Check every line of the data for the word "scenarios", and copy those that have it.

[Records supplied Boundary: Start]

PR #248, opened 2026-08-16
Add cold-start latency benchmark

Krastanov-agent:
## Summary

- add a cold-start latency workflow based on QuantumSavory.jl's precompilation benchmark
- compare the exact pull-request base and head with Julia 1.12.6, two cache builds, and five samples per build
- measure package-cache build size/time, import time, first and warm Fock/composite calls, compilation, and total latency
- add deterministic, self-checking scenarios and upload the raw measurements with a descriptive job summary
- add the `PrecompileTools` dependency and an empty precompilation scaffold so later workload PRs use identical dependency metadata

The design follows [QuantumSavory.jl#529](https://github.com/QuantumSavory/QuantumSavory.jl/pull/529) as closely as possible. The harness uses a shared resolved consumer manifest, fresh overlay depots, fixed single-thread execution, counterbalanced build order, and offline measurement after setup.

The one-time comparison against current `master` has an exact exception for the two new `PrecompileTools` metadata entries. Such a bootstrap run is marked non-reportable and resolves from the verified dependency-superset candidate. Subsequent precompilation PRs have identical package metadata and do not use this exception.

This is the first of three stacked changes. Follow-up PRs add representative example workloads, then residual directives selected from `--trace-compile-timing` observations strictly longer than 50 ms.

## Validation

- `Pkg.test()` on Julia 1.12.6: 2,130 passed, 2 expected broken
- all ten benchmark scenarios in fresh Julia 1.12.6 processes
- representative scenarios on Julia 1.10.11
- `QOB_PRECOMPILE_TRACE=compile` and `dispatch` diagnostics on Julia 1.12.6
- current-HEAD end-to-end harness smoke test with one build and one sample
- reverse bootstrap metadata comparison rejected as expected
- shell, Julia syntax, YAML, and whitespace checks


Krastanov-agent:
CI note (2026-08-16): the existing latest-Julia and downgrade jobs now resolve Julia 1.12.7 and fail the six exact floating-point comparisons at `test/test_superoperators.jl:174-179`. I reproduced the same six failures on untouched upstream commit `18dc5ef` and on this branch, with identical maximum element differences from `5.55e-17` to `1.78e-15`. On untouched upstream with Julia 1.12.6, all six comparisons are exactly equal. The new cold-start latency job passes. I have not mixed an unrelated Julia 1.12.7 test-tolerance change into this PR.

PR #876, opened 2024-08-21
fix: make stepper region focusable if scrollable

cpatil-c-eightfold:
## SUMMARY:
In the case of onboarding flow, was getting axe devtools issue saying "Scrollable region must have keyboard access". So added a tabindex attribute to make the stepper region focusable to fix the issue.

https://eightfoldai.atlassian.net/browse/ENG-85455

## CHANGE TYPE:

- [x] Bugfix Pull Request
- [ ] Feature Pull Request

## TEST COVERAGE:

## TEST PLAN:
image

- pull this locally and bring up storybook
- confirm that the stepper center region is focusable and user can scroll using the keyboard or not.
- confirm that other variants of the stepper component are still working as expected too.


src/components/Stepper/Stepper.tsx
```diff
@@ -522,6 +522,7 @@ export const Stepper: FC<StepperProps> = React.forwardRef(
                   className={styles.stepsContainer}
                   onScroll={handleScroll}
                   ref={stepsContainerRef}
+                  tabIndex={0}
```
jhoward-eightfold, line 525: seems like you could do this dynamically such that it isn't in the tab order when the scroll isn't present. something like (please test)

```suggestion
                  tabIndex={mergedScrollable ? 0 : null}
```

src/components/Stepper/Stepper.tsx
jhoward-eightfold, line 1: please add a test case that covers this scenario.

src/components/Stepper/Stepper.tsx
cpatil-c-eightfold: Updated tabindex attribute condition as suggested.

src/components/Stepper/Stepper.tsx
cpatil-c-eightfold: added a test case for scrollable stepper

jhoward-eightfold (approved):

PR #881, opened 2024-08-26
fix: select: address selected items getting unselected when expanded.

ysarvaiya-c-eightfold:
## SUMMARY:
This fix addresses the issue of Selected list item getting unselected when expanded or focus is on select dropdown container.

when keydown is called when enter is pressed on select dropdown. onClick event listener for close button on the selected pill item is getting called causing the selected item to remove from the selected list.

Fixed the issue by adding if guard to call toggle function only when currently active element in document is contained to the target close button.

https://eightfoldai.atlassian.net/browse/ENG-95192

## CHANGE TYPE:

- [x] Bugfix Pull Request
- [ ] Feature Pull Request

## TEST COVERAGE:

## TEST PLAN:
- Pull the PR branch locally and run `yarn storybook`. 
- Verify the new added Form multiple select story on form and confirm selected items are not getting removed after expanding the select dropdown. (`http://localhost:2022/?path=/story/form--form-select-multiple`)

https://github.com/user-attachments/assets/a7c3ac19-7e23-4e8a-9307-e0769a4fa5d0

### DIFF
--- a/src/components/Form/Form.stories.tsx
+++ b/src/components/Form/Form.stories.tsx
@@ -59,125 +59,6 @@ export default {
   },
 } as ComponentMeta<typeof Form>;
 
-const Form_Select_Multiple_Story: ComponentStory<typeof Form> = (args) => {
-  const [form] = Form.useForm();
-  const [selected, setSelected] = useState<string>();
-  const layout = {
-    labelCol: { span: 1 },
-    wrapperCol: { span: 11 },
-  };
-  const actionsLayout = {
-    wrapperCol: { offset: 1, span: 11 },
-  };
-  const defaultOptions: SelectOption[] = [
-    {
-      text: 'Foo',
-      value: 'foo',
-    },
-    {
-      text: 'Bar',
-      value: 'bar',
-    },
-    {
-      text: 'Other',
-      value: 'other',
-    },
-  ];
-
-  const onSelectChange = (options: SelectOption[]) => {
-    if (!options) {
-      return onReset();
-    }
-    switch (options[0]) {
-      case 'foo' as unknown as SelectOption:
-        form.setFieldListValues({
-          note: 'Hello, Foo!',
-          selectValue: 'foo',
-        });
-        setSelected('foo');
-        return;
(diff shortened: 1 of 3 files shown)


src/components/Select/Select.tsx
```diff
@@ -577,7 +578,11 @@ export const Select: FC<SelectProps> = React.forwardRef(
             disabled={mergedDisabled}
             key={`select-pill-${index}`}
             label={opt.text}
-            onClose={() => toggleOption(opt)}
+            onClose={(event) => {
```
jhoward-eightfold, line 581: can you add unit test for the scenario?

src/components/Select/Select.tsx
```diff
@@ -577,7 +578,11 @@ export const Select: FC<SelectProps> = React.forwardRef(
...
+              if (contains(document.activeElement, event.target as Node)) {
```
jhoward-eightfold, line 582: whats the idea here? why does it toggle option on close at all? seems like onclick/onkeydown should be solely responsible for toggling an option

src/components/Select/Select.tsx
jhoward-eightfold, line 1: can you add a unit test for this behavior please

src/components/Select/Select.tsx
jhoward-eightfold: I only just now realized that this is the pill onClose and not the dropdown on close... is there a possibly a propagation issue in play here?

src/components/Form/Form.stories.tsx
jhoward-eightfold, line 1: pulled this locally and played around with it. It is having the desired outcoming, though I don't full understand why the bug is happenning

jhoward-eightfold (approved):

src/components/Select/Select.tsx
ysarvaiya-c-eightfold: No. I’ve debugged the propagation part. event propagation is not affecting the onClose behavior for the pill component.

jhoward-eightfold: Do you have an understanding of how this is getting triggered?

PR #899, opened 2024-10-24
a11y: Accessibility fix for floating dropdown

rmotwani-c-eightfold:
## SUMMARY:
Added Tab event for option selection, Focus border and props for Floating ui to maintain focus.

[Records supplied Boundary: End]

▶ _Task response_:
- add deterministic, self-checking scenarios and upload the raw measurements with a descriptive job summary
- all ten benchmark scenarios in fresh Julia 1.12.6 processes
- representative scenarios on Julia 1.10.11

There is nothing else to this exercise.